The first clutch I made was made with what I had laying around. This time, I'm getting more serious. I'm actually spending some money. I have bought a Destaco style "push/pull" clamp, and 6 bearings (I may not use them all) from Canadian Bearings, a local supplier. The bearings are single row sealed ball bearings, 1/2" bore x 1 3/8" o.d. x 7/16" wide. Before anyone jumps on my back about using "thrust bearings", keep in mind that the engines this will be used with are micro horsepower. A normal ball bearing is well capable of withstanding any axial thrust loads they will see in the applications I have planned for them. The shaft will be supported at one end only, and the entire design will be more amenable to changing belts on than the previous design. I am still early in the planning stages of this clutch, as you will see by the sketches on the paper under the bearings. I don't recomend that anybody jump right in and start building this with me. I want to finish this one and "field try" it to avoid some glitch showing up "after the fact". I will post pictures and models as this develops, and a video of the field trial" when it is finished. I will also try and address any shortcomings that the previous design had, one of the big issues on the first clutch being the limited size and type of pulley used on it.----Brian


----------



## Brian Rupnow (Apr 2, 2013)

This is uglier than original sin, but its a start. The pulleys are not shown yet. Neither is the die spring that forces the cone away from the receiver. However, I've been working 3 hours on it and thats enough for tonight.


----------



## hi speed scrap (Apr 3, 2013)

Hi Brian,
My suggestion is to use an over centre style clutch, such as many
dozers and marine gbx's used.
Advantage being there is no axial load being applied to the mainshaft,
thus reducing to the angular thrust on your ball bearings to zero.
They are easy to make, and not hard to have air operated.
I have some sketches at home of one, but I wont be home for a day
or so.
try googling for a schematic of one.

Dave.


----------



## Brian Rupnow (Apr 3, 2013)

I like this design better. The Destaco clamp is gone. The base is much shorter. The clamp has been replaced by a cam type lever to engage the clutch, and a die spring mounted internally disengages the clutch. There is enough room to put a 6 1/2" outer diameter pulley on either hub. The belts can be assembled without taking anything apart. There are fewer bearings. the blue center shaft does not rotate. It is a stationary, cantilevered design. All axial forces are transmitted through the bearing balls. 

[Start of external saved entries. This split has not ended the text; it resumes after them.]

PR #309, opened 2019-11-26
Supporting the user defined options when DPDK is initialized

gx740:
DpdkDeviceList::initDpdk has been enhanced by supporting the user defined options. Is this feature useful or not? I had planned to use some DPDK init options (for example: to override the number of memory channels which is hard-coded) but I'm currently not sure I will use it.

Should I test these changes in real application?


seladb:
I'm not sure if this is useful. So far no one has asked for it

View attachment ASSEMBLY--CLUTCH-2.PDF


----------



## Dave Sohlstrom (Apr 3, 2013)

Brian

Are you going to have problems with the spring when clutch is disengaged with relative motion between fixed and moving parts.

Dave


----------



## Brian Rupnow (Apr 3, 2013)

Dave Sohlstrom said:


> Brian
> 
> Are you going to have problems with the spring when clutch is disengaged with relative motion between fixed and moving parts.
> 
> Dave


If I do this right, The spring will run out of compression after its first .040" of travel. I would hope it shoves the wooden cone back far enough to disengage, and then just lays in there without putting any force against the wooden cone.


----------



## trumpy81 (Apr 3, 2013)

Brian, I see a number of potential problems with your clutch design. The first one is the limited amount of surface area on the frictional faces of the cones. This would require a good deal of pressure to be placed on those two components in order to get a good drive and that pressure may increase the drag on the bearings causing significant losses in the drive train. Secondly, the spring will cause friction between the driven and non driven components with the clutch disengaged. Although it may be less of a problem, you may find that it is impossible to completely disengage the clutch, IE: some drag will remain between the driven and non driven components.

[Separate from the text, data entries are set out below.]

PR #310, opened 2019-11-27
PcapLiveDevice: fix compilation on Alpine Linux (musl libc)

russkel:
I had to fix the path to sysctl.h on Alpine Linux 3.10 in order to get it to compile.

### DIFF
--- a/Pcap++/src/PcapLiveDevice.cpp
+++ b/Pcap++/src/PcapLiveDevice.cpp
@@ -22,7 +22,7 @@
 #else
 #include <arpa/inet.h>
 #include <sys/ioctl.h>
-#include <sys/sysctl.h>
+#include <linux/sysctl.h>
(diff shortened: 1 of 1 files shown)


russkel:
Okay, so that doesn't work. I will speak to the alpine linux devs and find the way to do it.

russkel:
I found this: https://bugzilla.mozilla.org/show_bug.cgi?id=1261414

Have you considered using a multi-plate clutch similar to those found in a modern motorcycle?


----------



## Brian Rupnow (Apr 3, 2013)

I don't know what a motorcycle multi plate clutch looks like.


----------



## trumpy81 (Apr 3, 2013)

Brian, here's a link to an exploded view of a motorcycle clutch;
http://www.google.com.au/imgres?img...ZcUdaSKs2ziQfkz4H4DA&ved=0CDUQ9QEwAQ&dur=6296

They are fairly simple devices and there are a number of ways to make one. I could draw up a simplified 3D model of one if you like. What software are you using? Solidworks, Alibre or Inventor?


----------



## Brian Rupnow (Apr 3, 2013)

Trumpy---Thanks, but thats way too many parts for me.


----------



## raven007 (Apr 3, 2013)

You could still use the cantilevered shaft, except make it hollow and have a release rod running through. The release rod pushes outward on a spring loaded plate (on the driven side of the clutch preferably to eliminate idle drag) to disengage the clutch.


----------



## trumpy81 (Apr 3, 2013)

Brian Rupnow said:


> Trumpy---Thanks, but thats way too many parts for me.



Brian, you don't need to use that many plates in the clutch. One or two is all that is necessary for a clutch of the scale you would need.

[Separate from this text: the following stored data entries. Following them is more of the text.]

PR #435, opened 2020-05-14
feat(TcpReassembly): add `status` parameter for TcpReassembly

starliiit:
I defined 3 categories for tcp reassembly status:

1. Success: in-order or out-of-order packets with payload, or bare FIN/RST packet.
2. Ignore: ICMP packet, bare ACK packet, packet of closed flow, retransmission packet.
3. Error: non-ip-packet, non-tcp-packet and packet not matching to any flow.

I'm a little bit of confused about what to do with bare ACK packet though...In a way they are valid packets indicating tcp state transition, while in other way they have no contribution to actual stream data. Any better idea?

### DIFF
--- a/Packet++/header/TcpReassembly.h
+++ b/Packet++/header/TcpReassembly.h
@@ -350,17 +350,17 @@ public:
 	 * The most important method of this class which gets a packet from the user and processes it. If this packet opens a new connection, ends a connection or contains new data on an
 	 * existing connection, the relevant callback will be called (TcpReassembly#OnTcpMessageReady, TcpReassembly#OnTcpConnectionStart, TcpReassembly#OnTcpConnectionEnd)
 	 * @param[in] tcpData A reference to the packet to process
-	 * @param[in] status A mutable reference which returns the reassembly status
+	 * @return A enum of `TcpReassembly::ReassemblyStatus`, indicating status of TCP reassembly
 	 */
-	void reassemblePacket(Packet& tcpData, ReassemblyStatus &status);
+	ReassemblyStatus reassemblePacket(Packet& tcpData);
 
 	/**
 	 * The most important method of this class which gets a raw packet from the user and processes it. If this packet opens a new connection, ends a connection or contains new data on an
 	 * existing connection, the relevant callback will be invoked (TcpReassembly#OnTcpMessageReady, TcpReassembly#OnTcpConnectionStart, TcpReassembly#OnTcpConnectionEnd)
 	 * @param[in] tcpRawData A reference to the raw packet to process
-	 * @param[in] status A mutable reference which returns the reassembly status
+	 * @return A enum of `TcpReassembly::ReassemblyStatus`, indicating status of TCP reassembly
 	 */
-	void reassemblePacket(RawPacket* tcpRawData, ReassemblyStatus &status);
+	ReassemblyStatus reassemblePacket(RawPacket* tcpRawData);
 
 	/**
 	 * Close a connection manually. If the connection doesn't exist or already closed an error log is printed. This method will cause the TcpReassembly#OnTcpConnectionEnd to be invoked with
--- a/Packet++/header/TcpReassembly.h
+++ b/Packet++/header/TcpReassembly.h
@@ -240,6 +240,20 @@ public:
 		TcpReassemblyConnectionClosedManually
 	};
 
+	enum ReassemblyStatus 
+	{
+		Success_TcpMessageHandled,
+		Success_OutOfOrderTcpMessageBuffered,
+		Success_FIN_RSTWithNoData,
+		Ignore_IcmpPacket,
+		Ignore_PacketWithNoData,
+		Ignore_PacketOfClosedFlow,
+		Ignore_Retransimission,
+		Error_NonIpPacket,
+		Error_NonTcpPacket,
+		Error_PacketDoesNotMatchFlow,
+	};
+
 	/**
 	 * The type for storing the connection information
 	 */
@@ -300,6 +314,9 @@ public:
 	 * @param[in] tcpRawData A reference to the raw packet to process
 	 */
 	void reassemblePacket(RawPacket* tcpRawData);
+
+	void reassemblePacket(RawPacket* tcpRawData, ReassemblyStatus &status);
+	void reassemblePacket(Packet& tcpData, ReassemblyStatus &status);
 
 	/**
 	 * Close a connection manually. If the connection doesn't exist or already closed an error log is printed. This method will cause the TcpReassembly#OnTcpConnectionEnd to be invoked with
--- a/Packet++/header/TcpReassembly.h
+++ b/Packet++/header/TcpReassembly.h
@@ -242,15 +242,60 @@ public:
 
 	enum ReassemblyStatus 
 	{
-		Success_TcpMessageHandled,
-		Success_OutOfOrderTcpMessageBuffered,
-		Success_FIN_RSTWithNoData,
-		Ignore_IcmpPacket,
+		/** 
+		 * The processed packet contains valid TCP payload, and its payload is processed by `OnMessageReadyCallback` callback function.
+		 * The packet may be:
+		 * 1. An in-order TCP packet, meaning `packet_sequence == sequence_expected`. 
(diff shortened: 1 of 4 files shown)


Packet++/header/TcpReassembly.h
```diff
@@ -301,6 +315,9 @@ class TcpReassembly
 	 */
 	void reassemblePacket(RawPacket* tcpRawData);
 
+	void reassemblePacket(RawPacket* tcpRawData, ReassemblyStatus &status);
+	void reassemblePacket(Packet& tcpData, ReassemblyStatus &status);
```
seladb, line 319: I'm wondering whether we should provide a different API with the status or just add this to the current API.

On one hand if we add it to the current API it won't be backward compatible, on the other hand it's quite confusing to have so many methods doing the same thing.

I'm leaning towards adding the status to the existing API, please let me know what you think

Packet++/src/TcpReassembly.cpp
```diff
@@ -132,20 +132,28 @@ void TcpReassembly::reassemblePacket(Packet& tcpData)
 	else if (tcpData.isPacketOfType(IPv6))
 		ipLayer = (Layer*)tcpData.getLayerOfType<IPv6Layer>();
 
-	if (ipLayer == NULL)
+	if (ipLayer == NULL) 
+	{
+		status = Error_NonIpPacket;
```
seladb, line 137: I'm not sure we should call it an "error", it's just a simple case where the packet is not of type IPv4 or IPv6

Packet++/src/TcpReassembly.cpp
```diff
@@ -132,20 +132,28 @@ void TcpReassembly::reassemblePacket(Packet& tcpData)
...
 		return;
+	}
+
 
 	// Ignore non-TCP packets
 	TcpLayer* tcpLayer = tcpData.getLayerOfType<TcpLayer>(true); // lookup in reverse order
 	if (tcpLayer == NULL)
+	{
+		status = Error_NonTcpPacket;
```
seladb, line 146: same comment here - I don't think this is an "error"

Packet++/src/TcpReassembly.cpp
```diff
@@ -132,20 +132,28 @@ void TcpReassembly::reassemblePacket(Packet& tcpData)
...
 		return;
+	}
 
 	// Ignore the packet if it's an ICMP packet that has a TCP layer
 	// Several ICMP messages (like "destination unreachable") have TCP data as part of the ICMP message.
 	// This is not real TCP data and packet can be ignored
 	if (tcpData.isPacketOfType(ICMP))
 	{
 		LOG_DEBUG("Packet is of type ICMP so TCP data is probably  part of the ICMP message. Ignoring this packet");
+		status = Ignore_IcmpPacket;
```
seladb, line 156: I don't think we need a special enum for that. It's just another case of non-TCP packet

Packet++/header/TcpReassembly.h
```diff
@@ -240,6 +240,20 @@ class TcpReassembly
...
+		Success_OutOfOrderTcpMessageBuffered,
+		Success_FIN_RSTWithNoData,
+		Ignore_IcmpPacket,
+		Ignore_PacketWithNoData,
+		Ignore_PacketOfClosedFlow,
+		Ignore_Retransimission,
+		Error_NonIpPacket,
+		Error_NonTcpPacket,
+		Error_PacketDoesNotMatchFlow,
+	};
```
seladb, line 255: Can you please add doxygen documentation to the enum and enum values?

Packet++/src/TcpReassembly.cpp
```diff
@@ -312,6 +327,7 @@ void TcpReassembly::reassemblePacket(Packet& tcpData)
 		LOG_DEBUG("Got FIN or RST packet without data on side %d", sideIndex);
 
 		handleFinOrRst(tcpReassemblyData, sideIndex, flowKey);
+		status = Success_FIN_RSTWithNoData;
```
seladb, line 330: I'm not sure we need the word "Success" here. The status can simply be: `FIN_RSTWithNoData`

Packet++/src/TcpReassembly.cpp
```diff
@@ -352,11 +368,12 @@ void TcpReassembly::reassemblePacket(Packet& tcpData)
 			TcpStreamData streamData(tcpLayer->getLayerPayload(), tcpPayloadSize, tcpReassemblyData->connData);
 			m_OnMessageReadyCallback(sideIndex, streamData, m_UserCookie);
 		}
+		status = Success_TcpMessageHandled;
```
seladb, line 371: same here - I'm not sure the word "success" is needed

Packet++/src/TcpReassembly.cpp
```diff
@@ -113,7 +113,7 @@ TcpReassembly::~TcpReassembly()
 	}
 }
 
-void TcpReassembly::reassemblePacket(Packet& tcpData)
+void TcpReassembly::reassemblePacket(Packet& tcpData, ReassemblyStatus &status)
```
seladb, line 116: Is there an initial value we'd like to set?

Packet++/src/TcpReassembly.cpp
```diff
@@ -465,6 +501,7 @@ void TcpReassembly::reassemblePacket(Packet& tcpData)
 		tcpReassemblyData->twoSides[sideIndex].tcpFragmentList.pushBack(newTcpFrag);
 
 		LOG_DEBUG("Found out-of-order packet and added a new TCP fragment with size %d to the out-of-order list of side %d", (int)tcpPayloadSize, sideIndex);
+		status = Success_OutOfOrderTcpMessageBuffered;
```
seladb, line 504: we probably don't need the word "success" here too

Packet++/header/TcpReassembly.h
starliiit: I agree with you. I removed the redundant method declarations in the new commit. I also touched some test and example code to make them compile.

Packet++/header/TcpReassembly.h
starliiit: I added some comments to the enum values, but I haven't used doxygen before and I didn't figure it out how to generate api-doc html on my machine. Hope it works...

Packet++/src/TcpReassembly.cpp
starliiit: It's a non-const reference so I don't think we can provide a default value...

Packet++/header/TcpReassembly.h
seladb: Thank you!

I have another idea that I'd like to share with you: what if instead of adding the status as a second parameter to `reassemblePacket()` we can just let it return this enum value?

That way the API change will be backward compatible and we still have this feature added.

Also, it'd be great to add a few test cases in `Pcap++Test` but I can do it for you after the PR is merged.

Packet++/header/TcpReassembly.h
seladb: Thanks for adding the comments. Generating the html code isn't necessary, there is a CI job that does that automatically:

https://github.com/seladb/PcapPlusPlus/blob/5ef0c6da8c34b5d4155f865e94bdf83cb18fcbad/.cirrus.yml#L68

Packet++/src/TcpReassembly.cpp
seladb: If we change the API as I suggested here: https://github.com/seladb/PcapPlusPlus/pull/435#discussion_r428446802 this won't be necessary

Packet++/header/TcpReassembly.h
starliiit: Way better than my approach. Implemented in [1953f80](https://github.com/seladb/PcapPlusPlus/pull/435/commits/1953f803ddadb935bdd248d92f1d2a67d117cea6)

seladb:
Thanks for making these changes, just one last comment: I noticed you forked your repo from `master` branch which means the PR will be merged into `master`. 

I usually ask contributors to fork from `dev` so the PR is merged into `dev` first. Can you please do that?

I'm really sorry for all the trouble

starliiit:
Oh, my bad... Let me see if I can change base

starliiit:
I'm closing this and making a new PR.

I'm sure you could simplify it even further without losing it's effectiveness. the main thing to remember is that the friction plate has a much larger contact surface area than your current clutch, and that area is doubled because both sides of the plate are used. It also requires much less pressure in order to get the clutch in the locked up state.

Would it help if I told you that this type of clutch is also used in Top Fuel dragsters?


----------



## Jordan (Apr 3, 2013)

A multi plate clutch could be compact and still have a large working surface area, but is lots more work and complexity. As I understand it, cone clutches on automobiles were harsh, giving a rather on-off action, so were replaced with flat plate type that gives a smoother take up. But a cone type could be quite suitable for driving a machine tool, and has the advantage of being more compact than a flat plate type. I guess the cone has a wedging action that increases grip.
Some machinery (eg Myford lathes) use a design similar to a drum brake, having cylindrical elements, all metal. Not quite as simple as the axial design of the cone clutch, as the "shoe" needs to be expanded.
Has an all metal clutch been considered? Rather than steel on wood, steel on cast iron may have advantages. Wood burns if overloaded. But being less grippy, for the same size you might need to use a stronger spring.


----------



## Brian Rupnow (Apr 3, 2013)

Raven007--Thats a great idea. In fact, they are all great ideas. I like it when I get serious feedback from people reading my posts. Today I returned the big Destaco style clamp and used the refunded money to buy some aluminum material to build the clutch outer drums and frame with, and a peice of cold rolled steel for the cam lever. Like the small engines that drive them, the machines which I design don't take a tremendous amount to torque to drive them. The sawmill has turned out to be an exception, but everything is relative. If my small engines are a bit underpowered to run it, then we'll gear things down and run the saw a bit slower. However, it is imperative that I be able to completely stop all power being transmitted to the sawmill without stopping the engine everytime I retract the carriage. The previous clutch design transmitted torque with no problem, but was inclined to bind on the shaft when engaged, and seriously limited the size of pulley that could be used on it. Hopefully this design will get around those issues.---Brian


----------



## kutzdibutz (Apr 4, 2013)

Hi Brian,

what you also could think of is a drum break style clutch. That way you would also get rid of the axial thrust on the bearings. Could be actuated with a slide/claw thingy. There are also automatic engaging/disengaging designs with the right spring size and pad weight used. (engaging/disengaging at a given RPM)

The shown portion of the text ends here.